Medical Innovations Limited, Labrador, Queensland, Australia.
Cancer Research (Impact Factor: 9.28). 12/1991; 51(21):5826-36.
Source: PubMed

ABSTRACT The breast cancer-associated epitope (mammary serum antigen or MSA) defined by monoclonal antibody (Mab) 3E1.2 is a neuraminidase-sensitive carbohydrate expressed on MUC-1-encoded molecules. However, the reactivity of Mab 3E1.2 is also reduced by protease treatment of the mucin, which suggests that 3E1.2 binds to multimers of the sialylated carbohydrate in a protein conformation-dependent manner.

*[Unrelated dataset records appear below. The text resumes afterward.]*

PR #1040, opened 2018-10-17
supports for all streams operations

RoeyPrat:
@andymccurdy @nicois
this should give us support of all streams commands in redis 5.0
based on nicois work in https://github.com/andymccurdy/redis-py/pull/920, and commits from @itamarhaber.
also fixed some issues with tests, and changed CI to run on newer redis version.


andymccurdy:
Great, thanks. I’m visiting family for a few days and will be back on Wednesday. I’ll plan on reviewing/merging this then.

One observation already: looks like redis 5.0 is fully released now. Can we update the Travis config to pull the full release version and update the skip test decorators back to 5.0?

itamarhaber:
@andymccurdy enjoy the visit :)

RoeyPrat:
@andymccurdy updated travis config to redis5. 
this PR is not running travis by automation, but you can see the run [here](https://travis-ci.org/RoeyPrat/redis-py/builds/444006986)

redis/client.py
```diff
@@ -232,6 +232,61 @@ def int_or_none(response):
...
+    return result
+
+
+def parse_xclaim(response):
+    if isinstance(response, str):
+        return response
+    return stream_list(response)
+
+
+def multi_stream_list(response):
```
andymccurdy: There are several options for the return structure of `multi_stream_list`:

```python
# a list of of 2-item stream/messages lists
[
    [
        'stream-1',
        [
            [
                '1540456647578-0',
                {'key-1': 'value-1', 'key-2': 'value-2'}
            ],
            [
                '1540456647578-1',
                {'key-1': 'value-1', 'key-2': 'value-2'}
            ],
        ],
    ],
    [
        'stream-2',
        [
            [
                '1540456647578-0',
                {'key-1': 'value-1', 'key-2': 'value-2'}
            ],
            [
                '1540456647578-1',
                {'key-1': 'value-1', 'key-2': 'value-2'}
            ],
        ],
    ],
]

# this allows all list-based iterating....
for stream, messages in r.xread(streams={'stream-1': 0, 'stream-2': 0}):
    for message_id, message_data in messages:
        ....


# alternatively, the existing code represents this return value
# as a dict of streams to lists of message id: dict attr pairs
{
    'stream-1': [
        [
            '1540456647578-0',
            {'key-1': 'value-1', 'key-2': 'value-2'}
        ],
        [
            '1540456647578-1',
            {'key-1': 'value-1', 'key-2': 'value-2'}
        ],
    ],
    'stream-2': [
        [
            '1540456662589-0',
            {'key-1': 'value-1', 'key-2': 'value-2'}
        ],
        [
            '1540456662589-1',
            {'key-1': 'value-1', 'key-2': 'value-2'}
        ],
    ]
}

# iterating here requires the extra .items() call
for stream, messages in r.xread(streams={'stream-1': 0, 'stream-2': 0}).items()
    for message_id, message_data in messages:
        ....
# given redis returns null when there are no messages to read,
# you can't reliably index directly into the dictionary, which seems to
# take away much of the value of the dictionary
# this blows up with a TypeError if there's no message to read
# since xread()'s return value will be None.
r.xread(streams={'stream-1': 99999999999})['stream-1']
```

I think the first option might be the best choice here. I don't see any value from making the return value a dict of {stream: messages} pairs when you can't reliably index into the dictionary. It seems like this just forces users to type more. Am I missing something?

redis/client.py
```diff
@@ -1675,6 +1749,360 @@ def sunionstore(self, dest, keys, *args):
         args = list_or_args(keys, args)
         return self.execute_command('SUNIONSTORE', dest, *args)
 
+    # STREAMS COMMANDS
+    def xadd(self, _name, id='*', maxlen=None, approximate=True, **kwargs):
```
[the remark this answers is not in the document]
RoeyPrat: ok. changing it to "fields" and setting it as a must arg

redis/client.py
```diff
@@ -1675,6 +1749,360 @@ def sunionstore(self, dest, keys, *args):
...
+               prevent 'name' used in the kwargs
+        id: Location to insert this record. By default it is appended.
+        maxlen: truncate old stream members beyond this size
+        approximate: actual stream length may be slightly more than maxlen
+        **kwargs: key/value pairs to insert into the stream
+
+        """
+        pieces = []
+        if maxlen is not None:
+            if not isinstance(maxlen, int) or maxlen < 1:
```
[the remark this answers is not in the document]
RoeyPrat: ok

redis/client.py
```diff
@@ -1675,6 +1749,360 @@ def sunionstore(self, dest, keys, *args):
...
+                raise RedisError('XADD maxlen must be a positive integer')
+            pieces.append('MAXLEN')
+            if approximate:
+                pieces.append('~')
+            pieces.append(str(maxlen))
+        pieces.append(id)
+        for pair in iteritems(kwargs):
+            pieces.append(pair[0])
```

The common N-acetyl derivative of neuraminic acid (5-acetylneuraminic acid) is not involved in the epitope, since lectins specific for 5-acetylneuraminic acid (linked to GalNAc or Gal) are nonreactive with MSA-positive molecules. However, the N-glycolyl derivative, 5-glycolylneuraminic acid (Neu5Gc), forms a major part of the epitope since both free Neu5Gc and porcine stomach mucin (greater than 90% neuraminic acid as Neu5Gc) inhibit the binding of Mab 3E1.2, while bovine or ovine submaxillary mucins, fetuin, bovine gangliosides, and other carbohydrates do not. Indeed, the presence of Neu5Gc on human tumor mucin was confirmed by electrospray mass spectrometry. Neu5Gc is attached to an O-linked carbohydrate, since the expression of MSA by MCF-7 breast cancer cells is inhibited by the O-glycosylation inhibitor phenyl-N-acetyl-alpha-D-galactosaminide, but not by the N-glycosylation inhibitor tunicamycin, and the epitope is removed by treatment with O-glycanase but not N-glycanase F, endoglycosidase F, or endoglycosidase H, which are specific for N-linked glycans. This is likely to be a core glycan since 3E1.2 reacts after treatment of the mucin with trifluoromethanesulfonic acid, which removes most backbone and peripheral carbohydrates. Treatment with galactosidase or N-acetyl glucosaminidase enhances the binding of Mab 3E1.2, indicating that the Neu5Gc is not attached to galactose or N-acetyl galactosamine. Furthermore, the susceptibility of MSA to treatment with Arthrobacter urea-faciens neuraminidase [which is specific for alpha (2-6)-linked NeuNAc] and the loss in reactivity of GalNAc-specific lectins after periodate oxidation [alpha (2-3)-linked but not alpha (2-6)-linked NeuNAc protects GalNAc from periodate oxidation] indicate that the Neu5Gc may be attached alpha (2-6) to peptide-linked GalNAc. These results show that MSA is a Neu5Gc-containing O-linked core glycan, which represents a unique tumor-associated epitope not previously identified on human mucins.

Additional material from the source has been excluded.